**What to work on:**
Once you find the line with "Currently, and please" in the entries below, return exactly every line from it through the line with "## Possible Solution".

=-=-=-=-=

PR #2354, opened 2022-02-22
Fix: Add placement to datepicker dialog

### LINKED ISSUE #2353: MdDatepicker needs placement as a prop
### Why?

In some screen sizes if you put a date field at the right of the screen the md-datepicker-dialog opens out of the screen and adds a vertical scroll.

### How to fix it?
If we add an md-placement to the date-picker component we can place the dialog based on the input placement so in the case of input at the end of the screen we can set the placement to 'bottom-end' so popper js will place the dialog from the end.

### Other issues related to this issue?

https://github.com/vuematerial/vue-material/issues/2352
this issue also fixes this problem by setting the placement to 'bottom-end'.

payamnaghdy:
This MR closes #2353

### DIFF
--- a/src/components/MdDatepicker/MdDatepicker.vue
+++ b/src/components/MdDatepicker/MdDatepicker.vue
@@ -12,6 +12,7 @@
         :md-disabled-dates="mdDisabledDates"
         :mdImmediately="mdImmediately"
         @md-closed="toggleDialog"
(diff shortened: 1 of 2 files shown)


rory-wagner (approved):

marqbeniamin:
@payamnaghdy @rory-wagner Thank you for your help! 🙏

PR #2368, opened 2022-08-28
Fix: MdDatepicker scroll popover update

AriesAlex:
after reopening dialog window appears out of screen bounds
in the usual case mounted hook in mdpopover should fixing this, but here we using keep-alive in MdDatepicker so it's not

https://user-images.githubusercontent.com/39626061/187054220-c4d1f8da-bb3b-4fd7-b33c-5ce9d9b0bd9c.mp4

this PR automatically updates popper on activated hook (Called when the component is activated inside <keep-alive>)


AriesAlex:
" (Called when the component is activated inside )"
inside keep-alive
seems like it's not really like angle brackets

PR #2373, opened 2022-10-12
Feature: Adds prop to preserve dialog in the dom

### LINKED ISSUE #2346: Let Dialog get hidden [Feature Request]
On a page I'm working on, there is a button which opens up a Dialog (md-dialog) and contains a Progress Bar (md-progress-bar) with a stopwatch. The page, the Dialog and the Progress Bar reside in separate Vue components. As long as the Dialog is open the stopwatch runs fine. Now, I would like to show the time on the page, but when I click in the area outside of the Dialog, the Dialog closes and the time stops updating. The reason appears to be that, the Dialog is removed from the DOM and as I have seen there is no option to simply hide it in a v-show fashion. As I see here:
[ vue-material/src/components/MdDialog/MdDialog.vue ](https://github.com/vuematerial/vue-material/blob/4de86085fd9ef835df2caf534249bc7f6c21f5f4/src/components/MdDialog/MdDialog.vue)

"md-dialog" is implemented with a v-if directive:

`<div class="md-dialog" v-if="mdActive">`

I would like to ask for a feature request for making the Dialog able to get hidden and not completely removed. Maybe there is something I'm missing, so I'm also open to any suggestions.

franciscoemanuel:
Resolves #2346 

- Adds prop MdKeepAlive for MdDialog component that allows the render to happen using v-show;
- Adds prop documentation for the Dialog page;
- Adds test scenarios on MdDialog component for use cases of this new prop;
- Creates a new abstract component (MdDialogRender) that implements different render methods (v-show or a v-if like) to MdDialog component; 

> The use for window.dispatchEvent(new Event('resize')) was an alternative for elements that uses resize observers such as MdTabs to be rendered correctly inside the dialog


franciscoemanuel:
@marqbeniamin

marqbeniamin:
Thank you, @franciscoemanuel, for your help. I will merge this to the dev branch

PR #339, opened 2021-02-02
ci: attempt to fix homebrew action

Woile:
Reading the docs from the action it says that it may have issues if running on ubuntu. 
I thought it would be nice to run on macos and see if it works

https://github.com/dawidd6/action-homebrew-bump-formula


Woile:
mental note: if this doesn't work I'll ask to the developer of the action to help us out

Lee-W (approved):

PR #348, opened 2021-02-19
feat(changelog): add support for multiline BREAKING paragraph

### LINKED ISSUE #346: Breaking change should support multiline
## Description
Breaking change only extract the first line. is it possible to extract the whole paragraph?

Woile:
## Checklist

## Expected behavior

Support for multiline body, suppose a commit message like this:

```
fix: user issue

BREAKING CHANGE: this should be all picked up by commitizen itself, when
I do a new line like this, it will be included in the end result changelog

not this
```

Commitizen will detect a `fix` and a `BREAKING CHANGE`
both will be added to the changelog

1. Create a commit like the example above
2. Run `cz changelog`
3. Observe `cat CHANGELOG.md`

## Additional context

Closes #346

### DIFF
--- a/commitizen/changelog.py
+++ b/commitizen/changelog.py
@@ -76,6 +76,8 @@ def generate_tree_from_commits(
 ) -> Iterable[Dict]:
     pat = re.compile(changelog_pattern)
     map_pat = re.compile(commit_parser, re.MULTILINE)
+    body_map_pat = re.compile(commit_parser, re.MULTILINE | re.DOTALL)
+
     # Check if the latest commit is not tagged
     latest_commit = commits[0]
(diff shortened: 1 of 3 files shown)


Woile:
I'm aware I'm introducing a side-effect which I think is cool.

Given this commit message:
```
fix: user module now work

fix: another fix

BREAKING CHANGE: You have to fix `here` and `there`

footer
```

Would output this CHANGELOG:

```
### Fix

- user module now work
- another fix

### BREAKING CHANGE

- You have to fix `here` and `there`
```

Lee-W (approved):
Just a minor suggestion. Other than that everything looks good to me 🙂

PR #359, opened 2021-03-05
Feature/changelog stdout

### LINKED ISSUE #225: [Feature Request] Add command to generate only recent changelog changes
## Description
So a normal workflow would be to automatically release to GitHub after a new version tag is created. That part works, but there is no good way to include the recent changelog additions as the body paragraph of the GitHub release.

To release with github actions, you do something like
```yaml
name: Release

on:
  push:
    tags:
      - "v*"

jobs:
  github_release:
    runs-on: ubuntu-latest
    steps:
    - uses: actions/checkout@v2

    - name: Release to GitHub
      uses: actions/create-release@v1
      env:
        GITHUB_TOKEN: ${{ secrets.GITHUB_TOKEN }}
      with:
        tag_name: ${{ github.ref }}
        release_name: Release ${{ github.ref }}
        body: |
        "my new changes here"
        draft: false
        prerelease: false
```

Currently, and please correct me if I'm wrong, there is no way to automatically fill "body" with the recent additions to the changelog

## Possible Solution
Introduce an option to `cz changelog` that would allow to to generate the most recent version so you could say something like this:
```yaml
    # so we can use it as the github release body
    - name: Store recent changelog changes
      run: |
        echo ::set-env name=CHANGELOG::$(cz changelog --dry-run --recent)

    - name: Release to GitHub
      uses: actions/create-release@v1
      env:
        GITHUB_TOKEN: ${{ secrets.GITHUB_TOKEN }}
      with:
        tag_name: ${{ github.ref }}
        release_name: Release ${{ github.ref }}
        body: ${{ env.CHANGELOG }}
        draft: false
        prerelease: false
```

Woile:
## Description

Include a new flag on `bump` to send the changelog to stdout.

This allows the incremented changelog data to be captured and sent to a file.

I decided to reuse the changelog with `--dry-run` when this flag is set, instead of adding a new flag on changelog.
I think this is not expensive because the changelog will only be generated for just a single release/tag.

## Checklist

## Expected behavior

A normal bump should happen + changelog to the stdout

1. Create a new commit.
2. Run `cz bump --changelog --changelog-to-stdout > body.md`
3. Observe `body.md` which should contain only the incremented changes

## Additional context

Closes  #225


Lee-W (approved):
Sorry for the late review. I was a bit busy recently. This one looks good to me 😃 Let's merge it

=-=-=-=-=

**Result of the task:**
Currently, and please correct me if I'm wrong, there is no way to automatically fill "body" with the recent additions to the changelog

## Possible Solution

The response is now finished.